WHAT TO PRODUCE — Below are some records. Pull every line that contains the word "again".

[Dataset entries]
# # # # #
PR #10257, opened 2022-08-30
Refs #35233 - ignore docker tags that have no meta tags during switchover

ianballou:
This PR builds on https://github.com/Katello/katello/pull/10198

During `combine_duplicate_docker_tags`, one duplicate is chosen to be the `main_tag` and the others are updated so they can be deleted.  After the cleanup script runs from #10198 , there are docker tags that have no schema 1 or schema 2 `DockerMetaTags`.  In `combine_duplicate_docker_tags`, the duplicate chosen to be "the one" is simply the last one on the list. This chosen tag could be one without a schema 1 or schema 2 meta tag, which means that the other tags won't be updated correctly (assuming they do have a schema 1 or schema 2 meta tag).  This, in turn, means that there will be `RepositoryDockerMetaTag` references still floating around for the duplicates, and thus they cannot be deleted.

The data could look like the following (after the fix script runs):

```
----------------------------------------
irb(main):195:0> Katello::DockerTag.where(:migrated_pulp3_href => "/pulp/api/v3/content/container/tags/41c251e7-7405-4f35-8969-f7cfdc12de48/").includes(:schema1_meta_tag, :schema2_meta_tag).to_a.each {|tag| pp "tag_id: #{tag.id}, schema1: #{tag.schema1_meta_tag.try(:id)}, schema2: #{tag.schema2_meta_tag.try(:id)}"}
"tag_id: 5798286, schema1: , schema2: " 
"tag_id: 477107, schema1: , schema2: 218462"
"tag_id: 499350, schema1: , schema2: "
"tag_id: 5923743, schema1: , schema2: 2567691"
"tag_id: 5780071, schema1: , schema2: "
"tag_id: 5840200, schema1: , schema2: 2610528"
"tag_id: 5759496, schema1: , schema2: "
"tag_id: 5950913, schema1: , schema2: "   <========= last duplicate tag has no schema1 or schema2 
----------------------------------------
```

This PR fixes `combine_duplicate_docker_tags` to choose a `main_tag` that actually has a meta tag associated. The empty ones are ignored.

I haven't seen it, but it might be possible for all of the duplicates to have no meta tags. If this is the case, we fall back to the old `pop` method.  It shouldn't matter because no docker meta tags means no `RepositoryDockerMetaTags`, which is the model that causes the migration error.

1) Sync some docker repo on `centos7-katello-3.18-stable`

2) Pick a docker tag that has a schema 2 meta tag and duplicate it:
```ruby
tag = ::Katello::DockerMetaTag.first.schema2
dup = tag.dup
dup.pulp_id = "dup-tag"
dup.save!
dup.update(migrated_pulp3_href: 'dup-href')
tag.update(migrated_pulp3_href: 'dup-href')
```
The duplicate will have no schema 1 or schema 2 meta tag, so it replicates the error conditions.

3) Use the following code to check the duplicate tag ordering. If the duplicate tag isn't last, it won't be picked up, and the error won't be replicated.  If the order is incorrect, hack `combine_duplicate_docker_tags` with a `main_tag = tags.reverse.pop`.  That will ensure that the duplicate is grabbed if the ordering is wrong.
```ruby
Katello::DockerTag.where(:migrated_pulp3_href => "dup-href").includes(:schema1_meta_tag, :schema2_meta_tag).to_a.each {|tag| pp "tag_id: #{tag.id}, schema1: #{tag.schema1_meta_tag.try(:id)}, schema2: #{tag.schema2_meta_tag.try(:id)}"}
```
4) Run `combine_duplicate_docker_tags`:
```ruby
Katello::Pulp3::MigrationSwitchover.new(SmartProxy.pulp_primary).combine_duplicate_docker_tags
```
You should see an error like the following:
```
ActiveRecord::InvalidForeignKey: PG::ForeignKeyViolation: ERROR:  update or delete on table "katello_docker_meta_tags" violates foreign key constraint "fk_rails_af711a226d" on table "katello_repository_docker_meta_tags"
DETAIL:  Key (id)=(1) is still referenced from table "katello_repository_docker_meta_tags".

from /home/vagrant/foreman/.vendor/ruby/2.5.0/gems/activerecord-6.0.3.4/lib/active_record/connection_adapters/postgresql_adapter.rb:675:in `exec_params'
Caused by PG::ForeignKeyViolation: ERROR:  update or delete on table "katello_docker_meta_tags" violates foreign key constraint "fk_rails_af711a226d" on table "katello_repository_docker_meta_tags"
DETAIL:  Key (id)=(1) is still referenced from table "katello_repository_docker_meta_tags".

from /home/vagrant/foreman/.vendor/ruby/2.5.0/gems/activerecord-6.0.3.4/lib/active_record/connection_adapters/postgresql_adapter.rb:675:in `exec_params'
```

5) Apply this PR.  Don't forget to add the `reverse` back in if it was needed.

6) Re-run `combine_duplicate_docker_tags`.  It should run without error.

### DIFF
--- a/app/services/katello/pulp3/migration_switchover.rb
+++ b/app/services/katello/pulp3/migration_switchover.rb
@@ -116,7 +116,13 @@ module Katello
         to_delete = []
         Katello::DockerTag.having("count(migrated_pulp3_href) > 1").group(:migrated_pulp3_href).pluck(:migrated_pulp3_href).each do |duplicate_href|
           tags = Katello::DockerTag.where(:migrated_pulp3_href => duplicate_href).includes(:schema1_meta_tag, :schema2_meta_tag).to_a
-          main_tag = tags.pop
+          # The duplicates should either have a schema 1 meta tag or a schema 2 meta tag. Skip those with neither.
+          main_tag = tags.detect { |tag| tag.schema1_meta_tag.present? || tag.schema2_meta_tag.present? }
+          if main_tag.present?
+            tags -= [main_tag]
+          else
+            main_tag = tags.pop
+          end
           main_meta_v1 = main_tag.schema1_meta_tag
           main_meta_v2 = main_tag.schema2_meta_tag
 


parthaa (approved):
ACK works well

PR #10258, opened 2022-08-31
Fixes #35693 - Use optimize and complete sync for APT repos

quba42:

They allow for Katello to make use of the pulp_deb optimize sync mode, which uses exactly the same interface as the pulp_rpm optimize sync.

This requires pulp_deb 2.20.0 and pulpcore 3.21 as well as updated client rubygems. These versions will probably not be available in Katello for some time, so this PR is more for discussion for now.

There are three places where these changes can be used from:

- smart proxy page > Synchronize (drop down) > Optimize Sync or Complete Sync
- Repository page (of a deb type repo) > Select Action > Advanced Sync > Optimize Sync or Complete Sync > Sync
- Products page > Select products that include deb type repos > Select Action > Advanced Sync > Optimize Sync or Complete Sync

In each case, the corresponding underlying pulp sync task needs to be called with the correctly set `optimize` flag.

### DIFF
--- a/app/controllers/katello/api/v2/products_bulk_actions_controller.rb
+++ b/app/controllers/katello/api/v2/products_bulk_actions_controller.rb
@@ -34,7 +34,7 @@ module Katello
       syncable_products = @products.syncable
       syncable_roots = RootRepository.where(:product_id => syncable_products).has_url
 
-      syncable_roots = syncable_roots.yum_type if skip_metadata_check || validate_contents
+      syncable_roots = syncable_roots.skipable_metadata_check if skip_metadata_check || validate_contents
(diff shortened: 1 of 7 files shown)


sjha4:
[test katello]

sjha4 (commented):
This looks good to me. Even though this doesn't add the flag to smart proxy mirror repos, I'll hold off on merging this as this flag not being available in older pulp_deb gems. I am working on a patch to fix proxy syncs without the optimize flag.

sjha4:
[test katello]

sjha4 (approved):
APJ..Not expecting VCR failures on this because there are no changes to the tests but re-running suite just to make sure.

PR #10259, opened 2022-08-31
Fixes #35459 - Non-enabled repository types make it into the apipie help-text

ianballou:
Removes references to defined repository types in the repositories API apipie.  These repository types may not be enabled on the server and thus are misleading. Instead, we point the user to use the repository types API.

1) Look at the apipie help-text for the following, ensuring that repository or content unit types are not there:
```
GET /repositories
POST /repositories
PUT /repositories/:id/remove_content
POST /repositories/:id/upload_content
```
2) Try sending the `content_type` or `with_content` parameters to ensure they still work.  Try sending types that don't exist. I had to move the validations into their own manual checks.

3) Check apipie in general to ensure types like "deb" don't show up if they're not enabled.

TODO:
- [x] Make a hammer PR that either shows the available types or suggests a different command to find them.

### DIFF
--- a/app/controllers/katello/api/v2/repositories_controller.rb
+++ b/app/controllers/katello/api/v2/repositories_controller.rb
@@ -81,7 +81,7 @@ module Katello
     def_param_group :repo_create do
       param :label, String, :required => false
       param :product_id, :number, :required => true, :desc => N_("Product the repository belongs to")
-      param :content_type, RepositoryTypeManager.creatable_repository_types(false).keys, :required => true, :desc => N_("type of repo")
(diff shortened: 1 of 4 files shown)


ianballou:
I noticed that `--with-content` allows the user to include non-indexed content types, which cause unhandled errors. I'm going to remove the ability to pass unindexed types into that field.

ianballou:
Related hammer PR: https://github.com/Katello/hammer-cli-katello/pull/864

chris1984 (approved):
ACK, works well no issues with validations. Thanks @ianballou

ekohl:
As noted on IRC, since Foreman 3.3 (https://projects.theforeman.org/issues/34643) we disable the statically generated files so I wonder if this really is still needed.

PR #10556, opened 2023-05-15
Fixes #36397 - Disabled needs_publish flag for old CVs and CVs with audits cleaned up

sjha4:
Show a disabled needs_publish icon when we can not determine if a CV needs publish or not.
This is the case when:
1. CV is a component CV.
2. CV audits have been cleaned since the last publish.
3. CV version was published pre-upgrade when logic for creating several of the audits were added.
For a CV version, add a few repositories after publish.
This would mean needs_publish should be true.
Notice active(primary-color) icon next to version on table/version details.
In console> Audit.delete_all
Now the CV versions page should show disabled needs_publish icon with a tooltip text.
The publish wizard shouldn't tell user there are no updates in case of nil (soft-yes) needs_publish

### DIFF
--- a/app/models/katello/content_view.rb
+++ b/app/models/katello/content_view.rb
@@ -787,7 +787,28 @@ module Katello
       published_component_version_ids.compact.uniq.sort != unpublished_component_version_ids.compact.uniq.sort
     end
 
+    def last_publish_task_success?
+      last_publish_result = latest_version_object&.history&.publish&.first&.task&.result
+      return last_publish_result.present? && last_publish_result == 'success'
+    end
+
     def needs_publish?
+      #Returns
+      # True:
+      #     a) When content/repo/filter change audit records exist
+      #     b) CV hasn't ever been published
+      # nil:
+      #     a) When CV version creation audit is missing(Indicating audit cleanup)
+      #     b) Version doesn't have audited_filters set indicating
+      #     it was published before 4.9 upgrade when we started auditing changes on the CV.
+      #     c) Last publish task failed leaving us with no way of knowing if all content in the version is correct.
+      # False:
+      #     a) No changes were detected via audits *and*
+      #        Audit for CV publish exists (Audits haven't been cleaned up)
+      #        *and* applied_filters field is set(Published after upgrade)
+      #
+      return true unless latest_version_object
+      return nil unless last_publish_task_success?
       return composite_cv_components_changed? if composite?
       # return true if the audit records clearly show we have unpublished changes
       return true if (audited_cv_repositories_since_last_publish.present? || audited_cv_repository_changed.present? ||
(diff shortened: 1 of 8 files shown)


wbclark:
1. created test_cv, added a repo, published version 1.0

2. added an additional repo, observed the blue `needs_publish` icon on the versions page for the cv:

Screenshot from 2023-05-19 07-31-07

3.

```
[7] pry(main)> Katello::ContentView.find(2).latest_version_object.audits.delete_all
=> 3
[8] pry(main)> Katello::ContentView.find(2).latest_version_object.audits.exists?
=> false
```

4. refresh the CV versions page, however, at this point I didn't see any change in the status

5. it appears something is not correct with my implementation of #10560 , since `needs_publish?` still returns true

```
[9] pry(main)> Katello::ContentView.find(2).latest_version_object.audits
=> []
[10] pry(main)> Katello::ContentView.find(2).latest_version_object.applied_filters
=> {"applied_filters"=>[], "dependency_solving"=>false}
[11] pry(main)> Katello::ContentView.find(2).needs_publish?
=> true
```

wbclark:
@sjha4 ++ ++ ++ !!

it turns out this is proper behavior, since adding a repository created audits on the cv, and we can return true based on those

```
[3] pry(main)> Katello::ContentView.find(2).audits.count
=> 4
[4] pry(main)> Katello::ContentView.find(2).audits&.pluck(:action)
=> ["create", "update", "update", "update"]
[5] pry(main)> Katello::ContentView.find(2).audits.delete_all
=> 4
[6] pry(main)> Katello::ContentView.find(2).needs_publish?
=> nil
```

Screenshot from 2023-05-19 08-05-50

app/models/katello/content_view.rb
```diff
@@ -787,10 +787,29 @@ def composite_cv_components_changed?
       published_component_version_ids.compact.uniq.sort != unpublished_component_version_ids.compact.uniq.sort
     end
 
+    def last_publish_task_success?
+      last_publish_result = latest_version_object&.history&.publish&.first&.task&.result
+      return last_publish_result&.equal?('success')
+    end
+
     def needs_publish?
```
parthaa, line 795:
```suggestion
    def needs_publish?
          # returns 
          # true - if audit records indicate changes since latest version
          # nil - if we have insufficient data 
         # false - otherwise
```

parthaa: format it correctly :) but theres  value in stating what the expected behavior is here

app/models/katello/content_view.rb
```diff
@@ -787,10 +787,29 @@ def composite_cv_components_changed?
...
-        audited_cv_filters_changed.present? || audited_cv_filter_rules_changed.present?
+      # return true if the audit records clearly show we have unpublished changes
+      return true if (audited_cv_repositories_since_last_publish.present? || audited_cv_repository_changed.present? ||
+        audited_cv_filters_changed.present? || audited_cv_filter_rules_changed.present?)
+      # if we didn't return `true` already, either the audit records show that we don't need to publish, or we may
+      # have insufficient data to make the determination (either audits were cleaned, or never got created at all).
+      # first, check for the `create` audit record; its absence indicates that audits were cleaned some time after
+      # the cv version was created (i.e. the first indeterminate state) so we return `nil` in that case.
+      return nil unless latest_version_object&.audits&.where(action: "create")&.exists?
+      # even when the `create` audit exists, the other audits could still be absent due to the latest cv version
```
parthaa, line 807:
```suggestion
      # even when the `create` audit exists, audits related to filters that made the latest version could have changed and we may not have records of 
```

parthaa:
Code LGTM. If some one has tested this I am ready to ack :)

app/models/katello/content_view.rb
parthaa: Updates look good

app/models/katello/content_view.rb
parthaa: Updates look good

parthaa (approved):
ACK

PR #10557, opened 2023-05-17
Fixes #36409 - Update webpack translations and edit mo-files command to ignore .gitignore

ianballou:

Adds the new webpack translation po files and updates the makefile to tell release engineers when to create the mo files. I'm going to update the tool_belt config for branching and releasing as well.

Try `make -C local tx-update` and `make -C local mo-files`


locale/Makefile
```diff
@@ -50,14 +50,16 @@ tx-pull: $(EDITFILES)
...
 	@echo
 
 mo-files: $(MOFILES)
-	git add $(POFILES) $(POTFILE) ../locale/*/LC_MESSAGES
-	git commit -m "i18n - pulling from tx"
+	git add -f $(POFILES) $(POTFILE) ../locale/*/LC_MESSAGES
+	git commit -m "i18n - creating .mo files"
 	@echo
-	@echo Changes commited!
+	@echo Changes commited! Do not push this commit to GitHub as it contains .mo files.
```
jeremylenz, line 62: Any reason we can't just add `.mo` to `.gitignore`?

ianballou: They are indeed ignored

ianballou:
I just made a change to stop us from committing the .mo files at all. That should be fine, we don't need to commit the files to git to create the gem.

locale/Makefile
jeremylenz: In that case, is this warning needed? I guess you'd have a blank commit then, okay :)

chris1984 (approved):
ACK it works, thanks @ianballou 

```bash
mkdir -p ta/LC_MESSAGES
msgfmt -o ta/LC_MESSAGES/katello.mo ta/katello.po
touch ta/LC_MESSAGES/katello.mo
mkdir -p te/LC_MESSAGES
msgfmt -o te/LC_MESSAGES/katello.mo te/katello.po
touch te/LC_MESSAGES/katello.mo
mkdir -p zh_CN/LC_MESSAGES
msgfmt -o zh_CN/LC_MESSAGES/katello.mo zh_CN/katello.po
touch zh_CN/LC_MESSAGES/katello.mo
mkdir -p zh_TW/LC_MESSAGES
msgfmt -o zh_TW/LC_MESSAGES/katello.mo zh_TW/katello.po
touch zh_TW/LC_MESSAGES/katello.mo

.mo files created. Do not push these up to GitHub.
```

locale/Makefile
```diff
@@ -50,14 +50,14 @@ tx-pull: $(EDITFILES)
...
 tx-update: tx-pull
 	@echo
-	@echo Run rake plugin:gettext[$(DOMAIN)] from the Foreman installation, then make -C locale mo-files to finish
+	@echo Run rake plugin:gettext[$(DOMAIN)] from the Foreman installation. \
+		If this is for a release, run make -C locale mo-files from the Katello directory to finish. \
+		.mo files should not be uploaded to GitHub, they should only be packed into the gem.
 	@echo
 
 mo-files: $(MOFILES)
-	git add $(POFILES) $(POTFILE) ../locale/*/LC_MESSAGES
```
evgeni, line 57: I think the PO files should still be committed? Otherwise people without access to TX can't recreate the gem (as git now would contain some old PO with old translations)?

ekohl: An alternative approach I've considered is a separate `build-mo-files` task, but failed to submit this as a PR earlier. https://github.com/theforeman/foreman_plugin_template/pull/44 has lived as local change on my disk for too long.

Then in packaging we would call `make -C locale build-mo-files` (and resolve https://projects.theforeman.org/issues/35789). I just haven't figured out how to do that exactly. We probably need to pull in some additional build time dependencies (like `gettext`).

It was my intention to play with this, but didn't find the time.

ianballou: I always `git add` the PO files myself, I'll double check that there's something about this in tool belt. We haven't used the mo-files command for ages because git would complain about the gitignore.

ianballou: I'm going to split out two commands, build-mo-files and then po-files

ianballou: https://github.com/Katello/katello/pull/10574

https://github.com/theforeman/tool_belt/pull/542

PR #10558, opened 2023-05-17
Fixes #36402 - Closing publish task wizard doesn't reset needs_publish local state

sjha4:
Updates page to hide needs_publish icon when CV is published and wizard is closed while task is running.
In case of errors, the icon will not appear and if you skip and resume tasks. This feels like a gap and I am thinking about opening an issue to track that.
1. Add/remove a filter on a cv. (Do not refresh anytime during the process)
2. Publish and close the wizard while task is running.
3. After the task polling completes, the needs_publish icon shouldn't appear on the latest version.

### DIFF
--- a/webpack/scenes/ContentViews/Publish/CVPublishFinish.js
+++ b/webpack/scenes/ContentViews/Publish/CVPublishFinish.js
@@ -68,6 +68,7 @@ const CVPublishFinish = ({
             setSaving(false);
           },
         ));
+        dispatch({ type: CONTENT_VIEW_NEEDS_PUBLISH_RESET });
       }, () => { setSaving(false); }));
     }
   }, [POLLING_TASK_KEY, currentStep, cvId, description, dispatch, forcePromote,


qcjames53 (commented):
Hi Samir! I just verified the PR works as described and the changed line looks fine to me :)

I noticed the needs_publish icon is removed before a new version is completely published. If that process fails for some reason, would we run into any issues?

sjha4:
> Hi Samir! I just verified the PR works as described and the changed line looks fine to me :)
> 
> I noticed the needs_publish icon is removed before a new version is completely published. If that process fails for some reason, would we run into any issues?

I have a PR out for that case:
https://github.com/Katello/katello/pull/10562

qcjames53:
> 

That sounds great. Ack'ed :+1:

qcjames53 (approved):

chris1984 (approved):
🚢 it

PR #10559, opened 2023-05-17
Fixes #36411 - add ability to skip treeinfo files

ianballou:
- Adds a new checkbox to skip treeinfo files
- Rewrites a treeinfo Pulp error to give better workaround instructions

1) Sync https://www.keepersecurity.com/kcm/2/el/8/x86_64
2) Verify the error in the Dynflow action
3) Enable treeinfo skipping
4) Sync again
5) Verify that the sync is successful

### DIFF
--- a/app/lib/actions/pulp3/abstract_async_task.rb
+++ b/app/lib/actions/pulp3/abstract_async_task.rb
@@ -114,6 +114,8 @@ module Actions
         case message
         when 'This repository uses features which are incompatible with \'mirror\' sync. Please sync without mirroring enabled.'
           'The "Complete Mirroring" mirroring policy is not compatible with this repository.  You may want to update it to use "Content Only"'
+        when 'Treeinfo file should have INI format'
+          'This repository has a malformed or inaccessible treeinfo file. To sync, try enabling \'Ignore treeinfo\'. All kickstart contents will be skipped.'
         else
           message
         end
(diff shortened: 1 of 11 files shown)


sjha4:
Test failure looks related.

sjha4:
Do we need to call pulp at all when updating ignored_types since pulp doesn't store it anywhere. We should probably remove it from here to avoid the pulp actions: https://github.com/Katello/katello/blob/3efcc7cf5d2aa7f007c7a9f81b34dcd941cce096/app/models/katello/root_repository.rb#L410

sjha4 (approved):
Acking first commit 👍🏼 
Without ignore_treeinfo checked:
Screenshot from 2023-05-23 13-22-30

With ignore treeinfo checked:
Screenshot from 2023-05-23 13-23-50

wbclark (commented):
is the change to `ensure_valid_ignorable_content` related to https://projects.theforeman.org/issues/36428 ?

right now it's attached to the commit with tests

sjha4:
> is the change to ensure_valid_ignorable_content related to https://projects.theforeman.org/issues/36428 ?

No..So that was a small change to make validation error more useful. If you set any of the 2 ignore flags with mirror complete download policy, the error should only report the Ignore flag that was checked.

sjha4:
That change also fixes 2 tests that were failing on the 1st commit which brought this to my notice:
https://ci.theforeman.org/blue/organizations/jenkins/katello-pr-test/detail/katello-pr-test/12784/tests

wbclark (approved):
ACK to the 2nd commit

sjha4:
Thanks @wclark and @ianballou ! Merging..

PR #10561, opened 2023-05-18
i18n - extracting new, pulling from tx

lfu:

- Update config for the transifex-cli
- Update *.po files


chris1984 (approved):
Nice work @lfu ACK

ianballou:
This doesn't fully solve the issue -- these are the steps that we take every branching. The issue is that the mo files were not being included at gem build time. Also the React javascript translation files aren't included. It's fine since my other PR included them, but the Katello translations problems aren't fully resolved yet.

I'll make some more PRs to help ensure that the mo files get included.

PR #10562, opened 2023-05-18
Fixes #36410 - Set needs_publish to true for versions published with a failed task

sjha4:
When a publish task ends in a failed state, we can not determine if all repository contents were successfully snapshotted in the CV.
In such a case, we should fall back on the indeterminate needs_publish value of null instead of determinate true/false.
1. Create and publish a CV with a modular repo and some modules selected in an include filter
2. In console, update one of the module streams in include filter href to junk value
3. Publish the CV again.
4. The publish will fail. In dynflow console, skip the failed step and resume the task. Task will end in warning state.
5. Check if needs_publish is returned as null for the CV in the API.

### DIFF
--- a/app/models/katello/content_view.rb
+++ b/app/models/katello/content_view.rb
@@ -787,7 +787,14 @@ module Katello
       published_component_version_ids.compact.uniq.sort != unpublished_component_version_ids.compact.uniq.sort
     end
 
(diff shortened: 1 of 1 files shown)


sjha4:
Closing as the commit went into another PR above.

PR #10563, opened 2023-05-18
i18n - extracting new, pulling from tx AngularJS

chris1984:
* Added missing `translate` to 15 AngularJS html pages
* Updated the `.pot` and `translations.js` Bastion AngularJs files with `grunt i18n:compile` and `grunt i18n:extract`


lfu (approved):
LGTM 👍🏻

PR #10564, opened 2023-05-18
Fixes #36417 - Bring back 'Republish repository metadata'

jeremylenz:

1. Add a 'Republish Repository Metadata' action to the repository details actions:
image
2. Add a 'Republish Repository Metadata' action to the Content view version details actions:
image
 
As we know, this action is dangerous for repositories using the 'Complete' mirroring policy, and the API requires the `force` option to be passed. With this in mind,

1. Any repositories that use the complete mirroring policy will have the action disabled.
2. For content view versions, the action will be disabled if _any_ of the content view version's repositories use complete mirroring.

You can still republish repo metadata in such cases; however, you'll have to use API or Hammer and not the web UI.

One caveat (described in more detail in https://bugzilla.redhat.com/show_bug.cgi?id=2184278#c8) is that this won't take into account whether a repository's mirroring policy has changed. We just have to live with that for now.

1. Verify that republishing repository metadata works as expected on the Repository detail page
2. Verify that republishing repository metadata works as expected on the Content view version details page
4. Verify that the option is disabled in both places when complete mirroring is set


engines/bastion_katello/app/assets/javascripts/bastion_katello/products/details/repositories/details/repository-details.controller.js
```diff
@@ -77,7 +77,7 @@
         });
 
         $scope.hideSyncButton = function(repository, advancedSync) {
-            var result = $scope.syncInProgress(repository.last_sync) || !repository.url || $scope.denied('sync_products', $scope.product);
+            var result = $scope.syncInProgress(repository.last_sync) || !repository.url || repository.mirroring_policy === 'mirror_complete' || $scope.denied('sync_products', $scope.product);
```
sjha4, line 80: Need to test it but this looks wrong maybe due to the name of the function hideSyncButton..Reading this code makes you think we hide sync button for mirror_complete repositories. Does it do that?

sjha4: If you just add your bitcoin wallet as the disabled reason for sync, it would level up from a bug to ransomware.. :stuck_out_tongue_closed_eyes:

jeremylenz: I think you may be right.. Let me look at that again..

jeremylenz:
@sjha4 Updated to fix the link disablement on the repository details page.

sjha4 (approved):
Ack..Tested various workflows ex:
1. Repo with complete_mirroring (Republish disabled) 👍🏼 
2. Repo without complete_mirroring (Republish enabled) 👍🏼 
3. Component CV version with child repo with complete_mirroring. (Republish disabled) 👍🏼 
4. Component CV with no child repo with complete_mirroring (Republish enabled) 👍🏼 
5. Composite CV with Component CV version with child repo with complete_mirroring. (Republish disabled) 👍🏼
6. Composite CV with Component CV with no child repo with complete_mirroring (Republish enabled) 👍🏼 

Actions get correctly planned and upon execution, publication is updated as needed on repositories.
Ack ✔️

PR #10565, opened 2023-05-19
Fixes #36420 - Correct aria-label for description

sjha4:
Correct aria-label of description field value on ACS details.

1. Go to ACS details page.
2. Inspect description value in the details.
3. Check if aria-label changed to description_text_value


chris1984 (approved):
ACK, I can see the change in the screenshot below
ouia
# # # # #
TASK ANSWER —
4) Sync again
3. Publish the CV again.
jeremylenz: I think you may be right.. Let me look at that again..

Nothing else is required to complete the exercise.